I don’t know but that sounds about right

r2

Your story about always wanting to throw a frisbee as a kid is cool – describe that?

I remember playing Frisbee with my brother on a beach and in a Garden and thinking “there must be loads more things you could do with this than just throw it back and forth.  I was right.  In hindsight, it’s odd that my brother didn’t invent something a bit like ultimate as he invented games with lots of other things including coins and tyres….”
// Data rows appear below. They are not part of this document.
PR #1361, opened 2023-01-04
Return dependabot dependency checker

### LINKED ISSUE #1360: Fix dependency bump automation
### Problem

hedera-sdk-js used to use Dependabot but in https://github.com/hashgraph/hedera-sdk-js/commit/f065cb1568191a546e8b4e8a52b7867149badc53 it was switched to Renovate. In the recent commit history I don't see any sort of automated dependency PRs by bots so Renovate must not be working.

### Solution

Either fix renovate or revert back to Dependabot which actually worked.

### Alternatives

_No response_

petreze:
Signed-off-by: Petar Tonev <petar.tonev@limechain.tech>

**Description**:
Remove the configuration for `renovate` and return the configuration for `dependabot` dependency checker since it was previously working well. `Dependabot` is also used in all other SDKs and hedera-services, for this reason it would be better to keep the same convention here as well

**Related issue(s)**:
Fixes #1360

**Notes for reviewer**:

**Checklist**


.github/dependabot.yml
```diff
@@ -0,0 +1,28 @@
...
+    interval: daily
+    time: "15:15"
+    timezone: "Europe/Sofia"
+  open-pull-requests-limit: 10
+- package-ecosystem: npm
+  directory: "packages/cryptography"
+  schedule:
+    interval: weekly
+  open-pull-requests-limit: 10
+  directory: "packages/proto"
```
steven-sheehy, line 15: This seems to be missing a `- package-ecosystem: npm`

.github/dependabot.yml
```diff
@@ -0,0 +1,28 @@
...
+updates:
+- package-ecosystem: npm
+  directory: "/"
+  schedule:
+    interval: daily
+    time: "15:15"
+    timezone: "Europe/Sofia"
+  open-pull-requests-limit: 10
+- package-ecosystem: npm
+  directory: "packages/cryptography"
```
steven-sheehy, line 11: You probably want to do an npm up or manually bump up versions and commit that to avoid the flood of initial PRs.

.github/dependabot.yml
petreze: Good point, added :+1:

.github/dependabot.yml
steven-sheehy: Why was this resolved without comment and no code changed to address? It's fine if you prefer to not manually update package.json in this PR and let Dependabot handle it with dozens of PRs as soon as this is merged, but would appreciate a comment if that's your approach.

steven-sheehy (approved):

ochikov (approved):

.github/dependabot.yml
ochikov: That's because it has been disabled for a while. We are going to combine them into one and try to resolve on one PR. We are going to deal with this into the next days.

PR #1395, opened 2023-01-13
Fix web proxy

### LINKED ISSUE #1363: GRPC-WEB Proxies needs to be monitored and put as healthy/unhealthy
### Description

If we get some kind of an HTTP ERROR CODE from the grpc-web-proxy, currently the SDK is design to watch only for headers labeled: `grpc-status` and `grpc-message` and thus we cannot catch the empty headers with the empty response but with HTTP ERROR CODE errors, so we cannot mark this web-proxy as unhealthy.

### Steps to reproduce

1. Create react-app
2. Connect the client to MHW web-proxy
3. Try to execute transaction
4. Get 503

### Additional context

Here are the only two headers that we are currently watching:
https://github.com/hashgraph/hedera-sdk-js/blob/develop/src/channel/WebChannel.js#L71

### Hedera network

mainnet, testnet, previewnet

### Version

v2.19.1

### Operating system

macOS

petreze:
**Description**:
This PR fixes the issue where the SDK does not check for any HTTP errors when trying to connect to some of the node proxies. Also there is a fix for a corner case if the random mechanism chooses the same node twice in a row and puts it inside the healthy nodes list

**Related issue(s)**:

Fixes #1363 

**Checklist**

### DIFF
--- a/src/Executable.js
+++ b/src/Executable.js
@@ -23,6 +23,7 @@ import GrpcStatus from "./grpc/GrpcStatus.js";
 import List from "./transaction/List.js";
 import Logger from "js-logger";
 import * as hex from "./encoding/hex.js";
+import HttpError from "./http/HttpError.js";
 
 /**
  * @typedef {import("./account/AccountId.js").default} AccountId
@@ -133,8 +134,6 @@ export default class Executable {
      * @returns {?AccountId[]}
      */
     get nodeAccountIds() {
-        console.log(`in nodeAccountIds: ${this._nodeAccountIds.locked}`)
-        console.log(`in nodeAccountIds: ${this._nodeAccountIds.list}`)
         if (this._nodeAccountIds.isEmpty) {
             return null;
         } else {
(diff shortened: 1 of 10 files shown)


src/Executable.js
```diff
@@ -440,16 +441,22 @@ export default class Executable {
      * Unlike `shouldRetry` this method does in fact still return a boolean
      *
      * @protected
-     * @param {GrpcServiceError} error
+     * @param {Error} error
```
ochikov, line 444: Why we need to change here the type of the error? Could we specify it with GrpcServiceError | Error?

src/Executable.js
```diff
@@ -440,16 +441,22 @@ export default class Executable {
...
-                RST_STREAM.test(error.message))
-        );
+        if (error instanceof GrpcServiceError) {
+            return (
+                error.status._code === GrpcStatus.Unavailable._code ||
+                error.status._code === GrpcStatus.ResourceExhausted._code ||
+                (error.status._code === GrpcStatus.Internal._code &&
+                    RST_STREAM.test(error.message))
+            );
+        } else {
```
ochikov, line 455: Are we sure that here into the else statement, the error is http error?

src/client/NativeClient.js
```diff
@@ -50,6 +50,7 @@ export const Network = {
 
     MAINNET: {
         "https://grpc-web.myhbarwallet.com:443": new AccountId(3),
+        "https://node01-00-grpc.swirlds.com:443": new AccountId(4),
```
ochikov, line 53: We need to add the following GRPC proxies to Native and Web client as well:
https://node02.swirldslabs.com/
https://node03.swirldslabs.com/
https://node04.swirldslabs.com/
https://node05.swirldslabs.com/
https://node06.swirldslabs.com/
https://node07.swirldslabs.com/
https://node08.swirldslabs.com/
https://node09.swirldslabs.com/
https://node10.swirldslabs.com/
https://node11.swirldslabs.com/
https://node12.swirldslabs.com/
https://node13.swirldslabs.com/
https://node14.swirldslabs.com/
https://node16.swirldslabs.com/
https://node17.swirldslabs.com/
https://node18.swirldslabs.com/
https://node19.swirldslabs.com/
https://node20.swirldslabs.com/
https://node21.swirldslabs.com/
https://node22.swirldslabs.com/
https://node23.swirldslabs.com/
https://node24.swirldslabs.com/
https://node25.swirldslabs.com/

and then about how you wrote to the manufacturers to ask them for the mathematical equation for what it was doing when you threw it?

I don’t remember much about that – I don’t have a copy of the letter I’m afraid.  Some English friend of mine gave me  a proper discraft Frisbee for my birthday one year on a holiday to Norway (it came in handy there) and I was so taken by it that I wrote to discraft to ask them for the mathematical equations governing the movement of a Frisbee in the air.  Not surprisingly, I never received an answer.

Came across a couple of good articles that might help to answer these burning questions, 1 & 2 

RaySimon

Who’s that girl? + Raymo

What was it like to play in Dublin in the mid to late 90’s?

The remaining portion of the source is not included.